Since echocardiographic study of the right ventricle is challenging, the use of advanced imaging techniques is indicated.

A coronary artery fistula is an abnormal connection bypassing the myocardial capillary bed between a coronary and other cardiovascular structure including cardiac chamber (coronary–cameral fistulae) or blood vessels (arterio-venous fistulae) such as the coronary sinus, superior vena cava, or pulmonary artery [15]. The incidence is 0.1 to 0.2% in all patients undergoing coronary angiography. They most commonly affect the right coronary artery. The pathophysiological changes depend on the difference in pressure between the coronary artery and the site of drainage and on the resistance that blood meets along its course [16]. Considering the high RV pressure due to RVOT obstruction, this abnormality was firstly masked and underdetected, being visible only after pressure relief obtained with surgery.

According to the American Heart Association and American College of Cardiology guidelines for the management of adults with congenital heart disease [7], patients with small, asymptomatic fistulae should not be treated but managed with clinical follow-up, while small or medium-sized fistulae should be closed in case patients are symptomatic of myocardial ischemia, arrhythmias, ventricular dilatation or a dysfunction of uncertain origin. Our patient remained asymptomatic and we continued with sole follow-up over time.

The literature reports the presence of a coronary artery fistula in 0.3% of patients with congenital heart disease [16]. Its presence has been described in association with an apical form of HCM but it is unclear [17]. Its origin has been postulated to be due to the increased vascularization and fibrosis associated with hypertrophy or with congenital malformations leading to hypertrophy as a compensatory response to chronic volume overload caused by the shunt between the artery and ventricle [18].

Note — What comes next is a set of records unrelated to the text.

PR #119, opened 2014-07-03
Mat 437 - implement the mldivide operation

stuartarchibald:
This PR contains the code required to add the `mldivide` (matrix left division|magic backslash|super solver [depends who you ask]) algorithm. The code is a rough translation of the java variant of this from the OG-Maths prototype, but with both algorithmic changes and bug fixes added. Also, thanks to the massive templating effort, the complex domain variant of this algorithm came for free.

Unfortunately this PR is fairly heavy going, the algorithm is complicated in the first place, the memory management is hard work and the testing is fairly tricky. I've tried to add as much commentary regarding the alg and what the different branches etc. are doing inline. Similarly, the unit test pairs for `<real8, complex16>` each have a one liner stating their properties. 

Coverage from the unit tests is extensive and in some places overlapping, this is with intention of ensuring the right branches are tripped. I've also manually checked each unit test pair to make sure that both real and complex data sets in the pair trip the same branches in the alg. Obviously the problem with a super solver is that it just keeps going so optimisation/efficiency attempts had to be manually checked to ensure e.g. a triangular matrix was indeed hitting a triangular back solver opposed to e.g. a SVD based solver.

Just as a process note: I've left the debugging flag on for now, so calls to this routine are a bit noisy as the decision tree is dumped to `stdout`. I intend to turn this off once we've run the fuzzer on this for a good long while, given the complexity, there's potential for bugs.

Further to the work on `mldivide`, I've added construct from `std::initializer_list` to the `OGXXXDenseMatrix` types on the C++ side, this considerably neatens and simplifies setting up input data in testing.

On the back of this work, it would appear sensible to create a "unrecoverable" error type from which a `xerbla_error` could be derived such that throws from the `lapack::` namespace of this sort of error are not caught under the standard `rdag_error&` catches. Similarly a `nonconformance_error` type would also be beneficial and be in the the same hierarchy. Ticket [[MAT-440]](http://jira.opengamma.com/browse/MAT-440) is raised to address this issue.

**Coverage**
Java: 77% (up 1%)
build/src/librdag 17.1% (up 0.5%)
src/jshim 53.7% (no change)
src/librdag 94.2% (down 0.2%)
src/librdag/runners 94.5% (down 1.2%, missed branches for xerbla based fails and a branch I think is dead (see below)).

### DIFF
--- a/src/librdag/runners/mldividerunner.cc
+++ b/src/librdag/runners/mldividerunner.cc
@@ -1,0 +1,881 @@
+/**
+ * Copyright (C) 2014 - present by OpenGamma Inc. and the OpenGamma group of companies
+ *
+ * Please see distribution for licence.
+ *
+ */
+
+#include "dispatch.hh"
+#include "runners.hh"
+#include "expression.hh"
+#include "iss.hh"
+#include "terminal.hh"
+#include "uncopyable.hh"
+#include "lapack.hh"
+#include "equals.hh"
+
+#include <stdio.h>
+#include <complex>
+#include <sstream>
+
+using namespace std;
+
+/*
+ * Unit contains code for MLDIVIDE node runners
+ */
+
+namespace librdag
+{
+
+/**
+ * Local implementation details.
+ */
+namespace detail
+{
+
+/**
+ * Template to create a "real" number in a given domain.
+ */
+template<typename T> T ndm(real8 val) {}
+
+template<> real8 ndm(real8 val)
+{
+  return val;
+}
+
+template<> complex16 ndm(real8 val)
+{
+  return complex16(val, 0.e0);
+}
+
+/**
+ * Casts a value to a char
+ * @param the value to cast
+ * @return the char representation of the value
+ */
+template<typename T> char asChar(T value)
+{
+  return static_cast<char>(value);
+}
+
+// Auxiliary structs for holding intermediary guiding data
+
+
+// NOTE: The following enums are used in some cases to pass flags to lapack.
+// Ideally lapack:: members holding `char *` would be used, but these are
+// declared extern which conflicts with the constexpr needed in the following.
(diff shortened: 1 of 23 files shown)


src/librdag/runners/mldividerunner.cc
```diff
@@ -0,0 +1,978 @@
...
+    }
+
+    // Is the array1 triangular or permuted triangular, send probe and get back struct containing result
+    unique_ptr<detail::TriangularStruct> tptr = detail::isTriangular(data1, rows1, cols1);
+
+    // Set flags based on triangular probe
+    detail::UPLO UPLO = tptr->flagUPLO;
+    detail::UNITDIAG DIAG = tptr->flagDiag;
+
+    // Is this matrix layour some breed of triangular?
```
stuartarchibald: correct typo in comment

gmarkall:
This looks very good - thanks for making numerous comments and descriptions throughout the algorithm. Although I'm not particularly familiar with LAPACK, it was helpful enough that I could follow what the code was doing as execution proceeded through the mldivide runner. 

There are one or two small things that could be fixed up:
- I'm happy for the debug prints to stay in, but can we use `std::cerr` for them so that they can be filtered from normal output?
- There's a typo "inveral" instead of "internal" in a comment in mldividerunner.cc
- In `mldivide_dense_runner` there is a catch block on line 646. This rethrows when `info<0`, and `info==0` is the case handled by the next if block. However, if `info>0` we catch this exception and proceed into the block beginning `if (!singular)`. Whilst this will probably not result in any error condition, it would be good to explicitly handle this `info>0` case in or near the catch block.

stuartarchibald:
Many thanks for reviewing. I believe that 9a900ee addresses the comments raised.

gmarkall:
Thanks for fixing up - this looks great!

Our case is interesting due to the association of two rare subtypes of a rare condition: coronary artery fistula and biventricular HCM with severe right ventricular obstruction.

4. Conclusions

Our patient underwent complete treatment and elimination of right ventricular obstruction, resulting in improved symptoms and a significant reduction in postoperative gradients. Direct relief of outflow tract obstruction can be achieved with low morbidity and good intermediate- to long-term results. Conventional surgery may provide significant symptomatic improvement and should thus be considered in the setting of HCM with outflow obstruction.

RV involvement in HCM has received little attention considering the prevalence of this disease. This may be due to previous technical limitations but, due to imaging improving and increased access in CMR, more data on RV in HCM have become available and need dedicated investigation. Clinicians need to be aware that possible RV involvement may coexist with LVH with special attention to its pathophysiological implications.